Although Mr. Fitzergerald took a lot of care choosing his words, he should have taken a closer look at Buchner’s original text so he would not have been misinformed. The beautiful language which he says was “butchered” by the phrase “C’mon, they’re calling,” is in fact not butchered, as it is Buchner’s text. The “visions, drunkenness, and violence” which Fitzgerald says is used to manifest the creation of PTSD are all textual. In fact, Buchner even gives the local bar a name in his text, which is where one of the fights occur.

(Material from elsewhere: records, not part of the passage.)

PR #1090, opened 2026-08-10
Plugins declare their layer through their entry-point group

lchoquel:
## Plugins declare their layer through their entry-point group

Part A of the kernel-layer plan (`wip/kernel/kernel-plugin-groups-and-distribution-plan.md`). The single `pipelex.plugins` entry-point group splits into **`pipelex.plugins.kernel`** and **`pipelex.plugins.interpreter`**, and `PLUGIN_API_VERSION` bumps to 4.

### The problem

A kernel-only boot loads zero interpreter modules — until you *install* an interpreter-side plugin. Discovery read one group unconditionally, so merely having our Temporal plugin on the path imported the whole interpreter into every boot, silently undoing the layering that v0.41.0 built and CI enforces statically. Static gates cannot see this: the contamination arrives through an installed distribution, not through an import in this tree.

### What changed

**A0 — the runtime layer is the kernel layer.** One name for one boundary. `KERNEL_BUILTIN_PLUGINS`, `KERNEL_LAYER_PACKAGES`, `is_kernel_layer`, the layer's prose, docs and closure tests. `runtime_bridge` keeps the word — it means the *orchestration venue*, a different sense. `runtime_hub` / `runtime_boot` still carry the layer's former name: they are pinned across a repo boundary (pipelex-transport's `ALLOWED_SURFACE`) and they move anyway in Part B, so renaming now would churn that boundary twice.

**A1 — the mechanism.** `build_registrar` takes a required `entry_point_groups`, symmetric with the existing `builtin_plugins` injection; the composed defaults live beside the built-in manifests they belong with. Three gates, each mutation-tested:

- **A kernel-only boot queries only the kernel group**, so an interpreter-side plugin's module is never imported.
- **Menu-tier cross-check** — a kernel-group plugin that registers an orchestrator, a bundle validator, a PipeFunc executor, or an interpreter-layer hub slot fails loud at register time. One-directional on purpose: an interpreter-group plugin may contribute kernel-tier capabilities, because a symmetric rule would reject our own Temporal plugin (interpreter-side, yet contributes an HTTP-error mapper) while rejecting nothing dangerous.
- **The retired group is a startup error**, never a silent nondiscovery — the expensive symptom is a capability simply absent.

`HubSlot.is_interpreter_layer` uses an exhaustive match, so a new slot cannot be merged without classifying it.

**A3 — the gate that needed a real distribution.** `tests/unit/pipelex/plugins/test_installed_plugin_group_isolation.py` builds an interpreter-group plugin as an actual installed dist in a temp site-dir, whose module writes a sentinel on import, and boots a subprocess through `RuntimeBoot.make()` passing **no** `entry_point_groups` — so the production default is what is under test, not one the test supplies. A both-groups discovery in the same subprocess proves the fixture is not inert.

### Scope worth stating

This governs which plugins are **discovered** and what they may **register** — not what a plugin's module *imports*. A kernel-group plugin with a module-scope interpreter import still pulls it in; only an import-closure rule would prevent that. Recorded in the changelog and in `wip/kernel/plugin-group-split-deferred-items.md` (D-2).

### Breaking

- `build_registrar` gained a required `entry_point_groups`. Any host resolving plugin contributions itself — notably one reading `get_http_error_mappers()` — must pass it, and fails at *import* when the call sits at module scope.
- The `pipelex.plugins` entry-point group is retired.
- `PLUGIN_API_VERSION` → 4.
- `begin_plugin(group=...)` is required, not defaulted.

### Ships with, but cannot go first

Released pipelex reads only the retired group, so the five downstream repos' CI would install it and go red for a reason no code change fixes. Order: **land this**, cut the release, then push the five branches (pipelex-temporal, pipelex-mistralai-workflows, pipelex-daytona-sandbox, pipelex-cookbook, pipelex-api), open their PRs, and bump each pin in the same window. Each already holds its commit locally.

`pipelex-api` is the one found late: it declares no entry point, so a sweep keyed on entry-point declarations returned zero hits on it — but it *calls* `build_registrar` at module scope. Import-time `TypeError`, dead container. Confirmed red-green against this branch installed editable.

### Verification

`make agent-check`, full `make agent-test`, and `make drift-check` all green on the tip. Two drift contracts re-acked. A `/code-review` fan-out over the whole of Part A ran at the checkpoint; its confirmed findings are fixed in the last commit, one finding was rejected on empirical evidence (pyright's `reportImportCycles` flags TYPE_CHECKING-only cycles, so `PluginGroup` stays in its own module), and the judgment calls are deferred in `wip/kernel/plugin-group-split-deferred-items.md` — which also carries three open questions for @lchoquel.

---
## Summary by cubic
Split plugin discovery by layer and rename the “runtime layer” to “kernel layer.” Plugins now publish under `pipelex.plugins.kernel` or `pipelex.plugins.interpreter`; kernel-only boots read the kernel group only to keep interpreter code out.

- **New Features**
  - Two entry-point groups: `pipelex.plugins.kernel` and `pipelex.plugins.interpreter`; publishing under retired `pipelex.plugins` raises `RetiredPluginEntryPointGroupError`.
  - Reject a plugin declared in both groups with `PluginDeclaredInMultipleGroupsError` (scoped to the groups a boot reads).
  - Enforce layer at registration: a kernel-group plugin cannot register interpreter-tier capabilities; violations raise `PluginLayerViolationError`. `HubSlot.is_interpreter_layer` is exhaustive and clarifies `TASK_MANAGER` as kernel-tier.
  - `build_registrar` requires `entry_point_groups`; defaults live with built-in manifests. Adds `PluginGroup`. CLI `pipelex plugins list` shows a “Group” column. Docs updated and include the kernel distribution footprint (B0).
  - `PLUGIN_API_VERSION` bumped to 4.

- **Migration**
  - External plugins must publish under `pipelex.plugins.kernel` or `pipelex.plugins.interpreter` (not `pipelex.plugins`) and set `targets_api = 4`.
  - Hosts must pass `entry_point_groups` to `build_registrar(...)` and supply `group=` to `begin_plugin(...)`.

<sup>Written for commit 43f9101e4f5166c9ca09371becf1bdd55f0548f6. Summary will update on new commits.</sup>

<a href="https://cubic.dev/pr/Pipelex/pipelex/pull/1090?utm_source=github" target="_blank" rel="noopener noreferrer" data-no-image-dialog="true"><picture><source media="(prefers-color-scheme: dark)" srcset="https://www.cubic.dev/buttons/review-in-cubic-dark.svg"><source media="(prefers-color-scheme: light)" srcset="https://www.cubic.dev/buttons/review-in-cubic-light.svg">Review in cubic</picture></a>


lchoquel:
@greptileai review

@cubic-dev-ai review

lchoquel:
Both findings fixed in `bf2317372` — thanks, and the second one had a sharper edge than the report claimed.

**The isolation gate's exact-list assertion** (@chatgpt-codex-connector + @cubic-dev-ai, same finding): correct, and the affected population is exactly the developers most likely to run this suite. Now a membership check. The property is "our fixture was discovered"; "nothing else was" is a fact about the machine, and the subprocess deliberately keeps the ambient site-packages.

**The dual-group declaration** (@cubic-dev-ai): valid, and it is not only an opaque-message problem. Every keyed menu method does collide on the second `register()`, but `add_teardown` is a bare `append` with neither a key nor a tier guard — so a plugin declared under both groups that contributes only a teardown callback registers twice **silently** and runs its teardown twice at shutdown. Discovery now raises `PluginDeclaredInMultipleGroupsError`, scoped to the groups actually read: a kernel-only boot sees such a plugin once and is unaffected, so probing the group it deliberately does not query would buy a diagnostic for a boot with nothing to diagnose.

Both guards mutation-tested — removing the check kills the dual-group test; keying the dedup on the name alone kills the single-group test written to catch exactly that over-reach. `make agent-check`, full `make agent-test` and `make drift-check` green; the new error class regenerated its identity snapshot and reference page.

lchoquel:
Second pass — I had truncated the comment list and triaged only three of six. The remaining three (@cubic-dev-ai) are all valid and fixed in `3e4e68126`.

**`contract.py` invariant** (confidence 10 — deservedly): the docstring stated "a plugin belongs to exactly one layer… a capability that needs both is two plugins", then three sentences later in the same paragraph said ours contributes both. An author reading the bolded invariant first would split a valid mixed plugin or publish it under the wrong group. The invariant is really *a plugin belongs to the highest tier it contributes to* — which is what the registrar enforces — so it now says that, with the one-directional rule and its reason stated separately from the declaration rule.

**The orchestrator-as-kernel-tier example**: right, and it contradicted `add_orchestrator`'s own guard three lines below the sentence. Each capability is now labelled with its tier ("an orchestrator (interpreter-tier) *and* an HTTP-error mapper (kernel-tier)"). I swept for other copies — the three elsewhere in the tree already attached "kernel-tier" to the mapper correctly, so only these two were muddled.

**The unindexed A2 note**: added to the working-notes index.

Worth noting these three were the same class of defect as the four I fixed at the checkpoint review — docs describing a rule stricter or different from the one the code enforces — and `contract.py` is the one an external plugin author actually reads, so it was the most consequential of the set.

`make agent-check`, the plugin suite and `make drift-check` green.

PR #1122, opened 2026-08-18
feat!: storage_scope — the host says where a run's bytes go

thomashebrard:
The runtime half of the hosted org-scoped storage change. Paired with Pipelex/pipelex-server#29.

## The problem

Storage keys were built from `user_id`:

| Writer | Key |
|---|---|
| delivery executor | `{user_id}/{key_prefix}{run_id}` |
| generated content | `{primary_id}/{secondary_id}/…` = `{user_id}/{run_id}/…` |
| input normalizer | a flat top-level `normalized/{uuid}` |

That ties **where the bytes live** to **who uploaded them**. Fine until two people share the work: the second one asks for a file the first attached and is refused, because the only thing standing between them is a string comparison on path segment 0. A host serving teams cannot express *"these two people may read the same file"* in that layout at all.

And the flat `normalized/` prefix was shared by every run of every tenant.

## `JobMetadata.storage_scope`

One opaque, host-supplied prefix. The runtime composes `assets/`, `results/` and `payloads/` onto it and never parses it.

**The runtime does not learn what a tenant, an organization or a method is, and must not.** Threading the host's own concepts through the transport was considered and rejected — `method_id` is a hosted catalog concept with no meaning in an MIT-licensed runtime, and `uri_format`'s placeholder set is closed by design. The hosted platform fills the scope with `<org_id>/<method_id>/<run_id>`; a single-user deployment can pass `<user_id>/<run_id>`; a local one passes `local`.

**Validated at construction, on the type.** The value becomes a storage key prefix, so a `..` or a leading slash in it is a traversal out of the tenant's namespace. A `JobMetadata` that exists is one whose scope is safe, which makes every key derived downstream safe *by construction* rather than by each call site remembering. This is not optional cleanliness: the Temporal payload codec used to sanitize `user_id` and `pipeline_run_id` per-segment, and collapsing them into one slash-bearing string makes that sanitizer unusable — without the validator, this change would have silently deleted an existing traversal control.

## Identity becomes required, and `"anonymous"` goes back to being a tracing label

`pipeline_run_setup` did `user_id = user_id or OTelConstants.DEFAULT_USER_ID`. That constant is the string `"anonymous"` — a **tracing** placeholder for a span with no known caller. It leaked into the identity path and became a storage key prefix, so every run without an authenticated caller wrote into one shared `anonymous/` namespace where each tenant could read the others' outputs.

The fallback is what made it silent: a missing identity looked exactly like a present one. `user_id` and `storage_scope` are now required parameters of `pipeline_run_setup` and `prepare_pipe_job`, so the same omission is a `TypeError` at the call site instead of a shared prefix in production. The constant survives for telemetry only.

Two callers pass explicit, greppable values rather than inheriting a default:

- a **dry run** passes `DRY_RUN_STORAGE_SCOPE` — it provably stores nothing, but needs a value for a required field, and if `dry-run-no-storage` ever shows up as an S3 prefix then a dry run stored something and that is the bug to chase;
- **`PipelexMTHDSProtocol`** defaults to `LOCAL_USER_ID` / `LOCAL_STORAGE_SCOPE`, because a run on somebody's own machine genuinely has one user and no tenancy.

A constructor default stating a true fact at the boundary where it is true is a different thing from an `or` fallback deep in the call stack — and a multi-tenant host cannot reach these by omission, because the seam it calls requires both explicitly.

## Breaking

| Surface | Change |
|---|---|
| `JobMetadata` | required `storage_scope` |
| `PipelexPipeRunInput` | required `storage_scope`; `user_id` no longer nullable |
| `pipeline_run_setup`, `prepare_pipe_job`, `PipelexKernel.make` | `user_id` + `storage_scope` required |
| `DeliveryExecutor.execute` / `_store_results` | `user_id` → `storage_scope` |
| `GeneratedContentFactory` | `(primary_id, secondary_id)` → `storage_scope` |
| `normalize_data_urls_to_storage` | takes `storage_scope` |
| `uri_format` | `{secondary_id}` removed; default is `{primary_id}/{hash}.{extension}` |

**A config still naming `{secondary_id}` is refused at boot**, by name, with the supported set listed. **No ledger entry**, and the gate agrees: it reports the change as additive — *"the fingerprint moved additively … Nothing breaks and no entry is needed"* — because the supported-placeholder set is a `ClassVar` the fingerprint cannot see. And per `docs/migration-ledger.md`, a free string's value domain can never be proven stale from the schema, so a `remap_value` there could only be `unsafe` (reported, never applied). The boot error already names the exact fix. Goldens regenerated with `make umig`; `cmig` and `cl` both pass.

## Tests

`make agent-check` clean. `tests/unit`: **9328 passed**, 2 failed.

Both failures are **pre-existing and environmental** — `test_runtime_boot_closure` and `test_kernel_boot_contract`, which fail identically on a stashed clean tree in this checkout (a stale global `~/.pipelex/` config: *"Extra forbidden fields: 'pipelex', 'cogt'"*). Neither touches storage. CI should confirm.

New: `tests/unit/pipelex/system/test_storage_scope.py` — the construction-time guard, including traversal in every position, empty and four-segment scopes, percent-encoded traversal, and the explicit record that the validator checks **shape, never ownership** (`tenant2` is a valid scope even when the caller is `tenant`; refusing it needs to know who is calling, which this layer deliberately does not).

## Release

This must be published before Pipelex/pipelex-server#29's phases 4–5 can move: the server pins `pipelex==X.Y.Z` at five sites and cannot consume an unreleased runtime. Accumulated under `## [Unreleased]` per the versioning rule — no version bump in this PR.

---
## Summary by cubic
Host-controlled storage via a required, validated storage_scope. Previously keys were derived from user_id/pipeline_run_id and inputs used a global normalized/ prefix; now the host supplies an opaque scope and the runtime writes under {storage_scope}/assets|results|payloads to prevent cross-tenant leakage. Also forbids binding the telemetry placeholder "anonymous" as an identity.

- JobMetadata now requires storage_scope and validates traversal (.., leading /, percent-encoded traversal). "anonymous" remains tracing-only; a guard test fails if it is ever bound to user_id or storage_scope.
- API: pipeline_run_setup, prepare_pipe_job, PipelexKernel.make, and PipelexPipeRunInput require non-null user_id and storage_scope. DeliveryExecutor.execute/_store_results and GeneratedContentFactory take storage_scope; delivery artifacts land under {storage_scope}/results/….
- Input normalization normalize_data_urls_to_storage(..., storage_scope=...) writes under {storage_scope}/assets/ (was top-level normalized/).
- Config: uri_format supports only {storage_scope}, {hash}, {extension}; any use of {primary_id}/{secondary_id} is refused at boot. Shipped defaults use {storage_scope}/{hash}.{extension}.
- Safe defaults: dry runs use DRY_RUN_USER_ID and DRY_RUN_STORAGE_SCOPE; local runs default to LOCAL_USER_ID and LOCAL_STORAGE_SCOPE.
- Review note: DeliveryExecutor composes {storage_scope}/{key_prefix}results/…; a new test pins that the results/ leaf appears exactly once even if callers include "results" in key_prefix.

Required migration actions:
- Provide both storage_scope and user_id at all call sites creating runs or invoking the kernel, including payloads (PipelexPipeRunInput).
- Replace any {primary_id}/{secondary_id} placeholders in storage uri_format with {storage_scope}.
- Pass storage_scope through input normalization, content generation, and delivery storage paths.
- Do not bind OTelConstants.DEFAULT_USER_ID ("anonymous") to identity or storage_scope; use explicit values.

<sup>Written for commit 857af35c1205f9ed2208417eb2ffc983d0decda7. Summary will update on new commits.</sup>

<a href="https://cubic.dev/pr/Pipelex/pipelex/pull/1122?utm_source=github" target="_blank" rel="noopener noreferrer" data-no-image-dialog="true"><picture><source media="(prefers-color-scheme: dark)" srcset="https://www.cubic.dev/buttons/review-in-cubic-dark.svg"><source media="(prefers-color-scheme: light)" srcset="https://www.cubic.dev/buttons/review-in-cubic-light.svg">Review in cubic</picture></a>


thomashebrard:
Superseded by #1129.

Not a content change — same commits plus the fixes for the review findings below. The branch prefix `feat/` is refused by `gate-release` (it allows `fix|feature|refactor|chore|docs|ci-cd|changelog|codex`), and renaming a branch closes its PR on this repo, so the work moved to `feature/storage-scope` rather than being renamed under this one.

The eight threads here were all triaged; five were real and are fixed in #1129, each pinned by a test verified to fail without the fix. Details in that PR's description.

Moreover, while it is true Buchner “offers no symptoms of PTSD,” it is also true that his play was not completed upon his death. There is also much evidence which suggests that PTSD, although not diagnosed, did exist upon the time that Buchner wrote Woyzeck. Maybe Fitzgerald should have spent more time actually watching the show, and not with his pen and his pad.

Perhaps if Fitzgerald and Pierre had a true understanding of Buchner’s original text, they would not have tried to make their “academic knowledge” known by all.